• **Requirement**:
Once the line containing "(diff shortened: 1 of 12 files shown)" is found, return it and every line that follows, up to and including the final line of the material, exactly as written.

#####

PR #2507, opened 2026-05-27
feat(control-center): add DiskUsage widget config overlay with showMountPath toggle and standardized tile sizing

gbPagano:
## Summary

Adds a configuration overlay to the DiskUsage widget in the Control Center, allowing users to toggle the mount path visibility. Also standardizes small tile icon and text sizing using Theme constants for consistency and theme responsiveness, and unifies font weight to Bold across both tile widgets.

### Widget Config Overlay
- **New component**: `DiskUsageWidgetConfigMenu.qml` context menu with a "Show mount path" toggle for the DiskUsage widget
- **New component**: `WidgetConfigOverlay.qml` generic overlay container that positions the config menu relative to the anchor button and persists setting changes via `SettingsData`
- **New signal**: `configRequested(int index, var widgetData, var anchor)` propagated through `DragDropWidgetWrapper` → `DragDropGrid` → `ControlCenterPopout` to open the overlay
- **Config button**: adds a gear icon button next to the remove button in edit mode, visible only for widgets that have a config menu (`diskUsage`)

### showMountPath Property
- Adds `showMountPath` boolean property to `DiskUsagePill`, `SmallDiskUsageButton`, and bar `DiskUsage` widgets
- When `showMountPath` is `false`, the mount path text is hidden; `DiskUsagePill` falls back to "Disk Usage" as primary text
- Default value is `true` for backward compatibility
- Property is persisted in settings via `WidgetsTabSection` serialization keys and `WidgetsTab` defaults

### Standardized Tile Sizing (Small Buttons)
- `SmallDiskUsageButton` and `SmallBatteryButton`: icon size set to `Theme.iconSizeLarge`, text font size set to `Theme.fontSizeLarge`
- Both widgets now use `Font.Bold` for consistent font weight
- Replaces proportional sizing (`width * factor`) with Theme constants for consistent, theme-responsive rendering

image
image

image

### DIFF
--- a/quickshell/Modules/ControlCenter/Components/DiskUsageWidgetConfigMenu.qml
+++ b/quickshell/Modules/ControlCenter/Components/DiskUsageWidgetConfigMenu.qml
@@ -1,0 +1,50 @@
+import QtQuick
+import qs.Common
+import qs.Widgets
+
+Rectangle {
+    id: root
+
+    property var widgetData: null
+
+    signal showMountPathChanged(bool show)
+
+    width: 260
+    height: menuColumn.implicitHeight + Theme.spacingS * 2
+    radius: Theme.cornerRadius
+    color: Theme.surfaceContainer
+    border.color: Qt.rgba(Theme.outline.r, Theme.outline.g, Theme.outline.b, 0.16)
+    border.width: 1
+
+    MouseArea {
+        anchors.fill: parent
+    }
+
+    Column {
+        id: menuColumn
+        anchors.fill: parent
+        anchors.margins: Theme.spacingS
+        spacing: 2
+
+        StyledText {
+            width: parent.width
+            leftPadding: Theme.spacingS
+            topPadding: Theme.spacingXS
+            bottomPadding: Theme.spacingXS
+            text: I18n.tr("Disk Usage Widget")
+            font.pixelSize: Theme.fontSizeSmall
+            font.weight: Font.Medium
+            color: Theme.surfaceText
+        }
+
+        DankToggle {
+            width: parent.width
+            text: I18n.tr("Show mount path")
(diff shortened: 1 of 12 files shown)


quickshell/Modules/ControlCenter/Components/DiskUsageWidgetConfigMenu.qml
```diff
@@ -0,0 +1,50 @@
...
+            text: I18n.tr("Disk Usage Widget")
+            font.pixelSize: Theme.fontSizeSmall
+            font.weight: Font.Medium
+            color: Theme.surfaceText
+        }
+
+        DankToggle {
+            width: parent.width
+            text: I18n.tr("Show mount path")
+            description: I18n.tr("Display the mount path under the widget")
```
bbedward: I would get rid of the description, too many translations to describe this behavior. Should be able to convey it with 1, especially if adding context. I18n.tr("Show mount path", "toggle in control center disk usage widget to turn mount path display on or off")

quickshell/Modules/ControlCenter/Components/DiskUsageWidgetConfigMenu.qml
```diff
@@ -0,0 +1,50 @@
...
+        anchors.fill: parent
+        anchors.margins: Theme.spacingS
+        spacing: 2
+
+        StyledText {
+            width: parent.width
+            leftPadding: Theme.spacingS
+            topPadding: Theme.spacingXS
+            bottomPadding: Theme.spacingXS
+            text: I18n.tr("Disk Usage Widget")
```
bbedward: Same think we can get rid of this translation all together

bbedward (changes requested):

gbPagano:
Done! Removed the title and the toggle description

image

#####

• **Answer below**:
(diff shortened: 1 of 12 files shown)


quickshell/Modules/ControlCenter/Components/DiskUsageWidgetConfigMenu.qml
```diff
@@ -0,0 +1,50 @@
...
+            text: I18n.tr("Disk Usage Widget")
+            font.pixelSize: Theme.fontSizeSmall
+            font.weight: Font.Medium
+            color: Theme.surfaceText
+        }
+
+        DankToggle {
+            width: parent.width
+            text: I18n.tr("Show mount path")
+            description: I18n.tr("Display the mount path under the widget")
```
bbedward: I would get rid of the description, too many translations to describe this behavior. Should be able to convey it with 1, especially if adding context. I18n.tr("Show mount path", "toggle in control center disk usage widget to turn mount path display on or off")

quickshell/Modules/ControlCenter/Components/DiskUsageWidgetConfigMenu.qml
```diff
@@ -0,0 +1,50 @@
...
+        anchors.fill: parent
+        anchors.margins: Theme.spacingS
+        spacing: 2
+
+        StyledText {
+            width: parent.width
+            leftPadding: Theme.spacingS
+            topPadding: Theme.spacingXS
+            bottomPadding: Theme.spacingXS
+            text: I18n.tr("Disk Usage Widget")
```
bbedward: Same think we can get rid of this translation all together

bbedward (changes requested):

gbPagano:
Done! Removed the title and the toggle description

image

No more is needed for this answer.